You won't learn anything from this shitty thread, go grab a textbook you lazy fuck and stop deceiving yourself and procrastinating actual study.

>>8437068
This is really just a coincidence equality. What you should do is find out what ∑n is and then square it and find out what ∑n^3 is and notice that they are equal.

Protip: ∑n^p is a polynomial of degree p+1. Find the coefficients and then prove your result with induction.

>>8437031
You should focus on learning derivatives, infinite limits, basic integrals, and derivative applications rather than proofs that will be covered in another course.

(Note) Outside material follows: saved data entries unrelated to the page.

PR #5708, opened 2023-03-20
remove module count from header

### LINKED ISSUE #5550: Remove modules counts header
As we don't have the persisted stats on lite.jhipster.tech this is more missleading than anything else...

msivade:
remove applied module count from header component and view and remove dead code related to statistics in the frontend

Fix #5550


msivade:
I removed module count from frontend (and chose to delete dead code in the frontend). Do we need to remove unused REST API related to statistics as well?

PR #5853, opened 2023-04-01
WIP: Remove Jest dependency

### LINKED ISSUE #5400: Generates test files with vitest imports but npm scripts run jest

qmonmert:
Fix #5400


qmonmert:
@pascalgrimaud `optional-typescript` module is really necessary? 🤔

pascalgrimaud:
@qmonmert : it was coded by a user, I don't remember who and why. Anyway, I don't use it :) But why this question ?

qmonmert:
@pascalgrimaud because (except for Angular) Jest is only necessary for `optional-typescript` (see my second commit) and I don't understand why we have this module 🙂

pascalgrimaud:
Ok so no worry, let this module like this

qmonmert:
@pascalgrimaud ok so you can review when you want

PR #5944, opened 2023-04-11
add startup command in README.md file

medoer:
add startup command for consul/pulsar/kafka/akhq modules


pascalgrimaud:
Thanks @medoer :-)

The biggest take away from calc 1 should be a thorough conceptual understanding of the derivative and mastery of algebraic manipulation. You're cheating yourself if you don't achieve this because you're wasting time on proofs and you'll be punished severely in calc 2, 3

>>8437125
You only need to know the sum of the first n to prove the equality by induction.

>>8437138
Thing is, because my degree is in the engineering department they are actually quite unlikely to be covered in other courses. At least, I don't see any in the lists that would make you think that they teach proofs there. So I fear that if I don't understand them know they will be lost forever and I will be forced to learn math mnemonically like any (other) retard. I don't want to be like other retards, I want to be a special retard.

>>8437068
The sum shouldn't be from 0 to infinite. Don't ever do that mistake again

>>8437169
In engineering school, you won't have time for niceities like proofs. Or personal hygiene. Or sleep. Wouldn't worry much about proofs. Unless you're planning on going to grad school, you won't have to do more than a couple handfuls between now and graduation.

>>8437021
>ap geometry

>>8437372
That's bullshit, I'm studying engineering and every important result is proven. Hell, some teachers squeeze in topology, Frechet derivative and other things in the Multivariable calculus course

>>8437430
Yes. Profs write proofs. Engineering students generally aren't asked to because they're too busy doing grunt work. I wrote more proofs in 1 yr of HS geometry than I did in all of undergrad.

>>8437503
But... I want to git gud. Plus yeah I'm planning on going to gradschool, there's not really many jobs you can get with a degree in Engineering Physics only.
> inb4 le eng phys meme ayyyyyy
I know, I know.

>>8437169
>>8437372
I'm in EE and have taken discrete math and complex analysis. I didn't have to, and the other route was only 1 class less, but a lot of students did the same as me.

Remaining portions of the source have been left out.